Ce que la science dit

✦ Ce que les études montrent
La réduction du coût cognitif lié au 'task-switching' (le passage d'une tâche à une autre) est un facteur clé pour maintenir la stabilité attentionnelle.

Ce qui se passe dans le cerveau

Lors de l'entrée en état de flow, le cerveau peut entrer dans une phase d'hypofrontalité transitoire. Ce mécanisme neurologique suggère que certaines zones du cortex préfrontal, responsables du libre arbitre et de la conscience de soi, diminuent leur activité pour laisser place à une concentration intense sur l'action immédiate.

Parallèlement, le système dopaminergique joue un rôle crucial dans la motivation et la répétition des actions.
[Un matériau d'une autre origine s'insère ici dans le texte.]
PR #1602, opened 2019-05-27
Fix #1156 - if Firefox ever implements these APIs

### LINKED ISSUE #1156: installing beta does not over-write earlier stable install, and both are enabled by default
After I installed the latest beta, I had two Tridactyl plugins enabled.  Here's a screenshot showing the state after I disabled the old stable one.  There doesn't seem to be a broad problem with having two Tridactyls enabled, but I did notice a specific problem: until I manually disabled the old add-on, the recently fixed bug from #1031 was still showing up for me.

screen shot 2018-11-07 at 11 06 13

bovine3dom:
Don't merge this unless/until Firefox implements the API used.

### DIFF
--- a/src/background.ts
+++ b/src/background.ts
@@ -215,3 +215,19 @@ window.tri = Object.assign(window.tri || Object.create(null), {
 omnibox.init()
 
 // }}}
+//
+//
+
+// Disable all other versions of Tridactyl
+browser.management.getSelf().then(extinfo => {
+    browser.management.getAll().then(theminfos => {
+        // Should consider adding Vim Vixen, Surfingkeys, etc to this list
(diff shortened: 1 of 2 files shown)


src/background.ts
```diff
@@ -215,3 +215,19 @@ window.tri = Object.assign(window.tri || Object.create(null), {
 omnibox.init()
 
 // }}}
+//
```
bovine3dom:
```suggestion
```

src/background.ts
```diff
@@ -215,3 +215,19 @@ window.tri = Object.assign(window.tri || Object.create(null), {
...
+//
```
bovine3dom:
```suggestion
```

PR #1603, opened 2019-05-27
Add type checking to first arg of config.get

bovine3dom:
Also document noiframeon, which I discovered was undocumented
because of the type checking.

---

It makes splatted config.gets rather uglier with `...args` ->
`args[0] as keyof config.default_config, args.slice(1)...`.

It has apparently also broken config completions.


bovine3dom:
I'll make a helper function for dynamic usage that hides the `as default config, ...slice(1)`  ugliness.

PR #1644, opened 2019-06-01
Mktridactylrc

### LINKED ISSUE #695: mktridactylrc
We want to convert the user's current settings into a tridactylrc file; i.e, a series of ex-commands.

- should check to see whether a tridactylrc already exists and only allow overwriting it if a ! is appended to the command.
- `mktridactylrc /path/to/tridactylrc` should also be supported
- pipe support for e.g, the clipboard could be nice

If we restrict ourselves to just replicating the non-default settings, then this should not be too difficult.

I think it's fine to have `guiset` and `fixamo` be out of scope at least initially.

Bonus: in the grand tradition of Pentadactyl, we should ensure that `mkv` and `mkp` are bound to some unexpected commands; `mkv` for installing tridactylrc ftdetect etc is fine, and perhaps `mkp` could be "make print preview"?

antonva:
- Subconfigs are now parsed into `js tri.config.set(...)` blobs and will stay that way.
- Force flag is adhered to.

Closes #695

### DIFF
--- a/src/lib/config.ts
+++ b/src/lib/config.ts
@@ -501,6 +501,9 @@ export class default_config {
         zo: "zoom",
         installnative: "nativeinstall",
         nativeupdate: "updatenative",
+        mkt: "mktridactylrc",
+        "mkt!": "mktridactylrc -f",
+        "mktridactylrc!": "mktridactylrc -f"
     }
 
     /**
@@ -1367,7 +1370,7 @@ export function removeChangeListener<P extends keyof default_config>(
 }
 
 /** Parse the config into a string representation of a .tridactylrc config file.
-    Tries to parse the config into sectionable chunks based on keywords. 
+    Tries to parse the config into sectionable chunks based on keywords.
     Binds, aliases, autocmds and logging settings each have their own section while the rest are dumped into "General Settings".
 
     @returns string The parsed config file.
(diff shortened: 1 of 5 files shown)


src/lib/config.ts
```diff
@@ -989,7 +992,7 @@ export function getURL(url: string, target: string[]) {
                     k =>
                         url.match(k) &&
                         getDeepProperty(conf.subconfigs[k], target) !==
-                            undefined,
+                        undefined,
```
bovine3dom: Should probably just run prettier on this file to fix all these indentation issues.

src/lib/config.ts
```diff
@@ -1366,6 +1369,129 @@ export function removeChangeListener<P extends keyof default_config>(
...
+                    // Map the int values in e to a log level
+                    let level
+                    if (pconf[i][e] === 0) level = "never"
+                    if (pconf[i][e] === 1) level = "error"
+                    if (pconf[i][e] === 2) level = "warning"
+                    if (pconf[i][e] === 3) level = "info"
+                    if (pconf[i][e] === 4) level = "debug"
+                    parseobj.logging.push(`set logging.${e} ${level}`)
+                } else {
+                    parseobj.conf.push(`set ${i}.${e} ${pconf[i][e]}`)
```
bovine3dom: Surely this line should be identical to the subconfigs one for future proofing?

src/lib/config.ts
antonva: Will do.

src/lib/config.ts
antonva: Yeah you're right. Totally forgot to update it.

antonva:
I forgot to write documentation for the excmd. I'll do that in the morning.

PR #1657, opened 2019-06-04
Persist history completion selection if it is still valid on source update

cmcaine:


src/completions/History.ts
```diff
@@ -76,22 +76,29 @@ export class HistoryCompletionSource extends Completions.CompletionSourceFuse {
...
+        this.deselect()
 
-    updateChain() {
-        // Options are pre-trimmed to the right length.
-        this.options.forEach(option => (option.state = "normal"))
+        // Set initial state to normal, unless the option was selected a moment
+        // ago, then reselect it so that users don't lose their selections.
+        this.options.forEach(option => {
+            if (lastFocused !== undefined && lastFocused.value === option.value) {
+                this.select(option)
```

En créant un environnement intentionnel, on facilite la libération de neurotransmetteurs liés à la récompense et à l'attention, car le cerveau n'est plus sollicité par des stimuli contradictoires qui forceraient une réallocation constante de l'énergie neuronale.

"Le flow émerge lorsque la structure environnementale soutient l'effort cognitif sans solliciter inutilement les ressources attentionnelles."

Les conditions qui favorisent cet état

La recherche montre que des indices environnementaux clairs aident le cerveau à anticiper la tâche. Un espace dédié ou une organisation spécifique agit comme un 'ancrage' cognitif, signalant au système nerveux qu'il est temps d'activer les réseaux neuronaux liés à la concentration profonde.

L'intentionnalité de l'espace réside dans sa capacité à limiter les interruptions sensorielles. En réduisant les stimuli qui déclenchent des réflexes attentionnels automatiques, on permet au cerveau de maintenir une trajectoire cognitive stable, favorisant ainsi le maintien du focus sur un objectif complexe.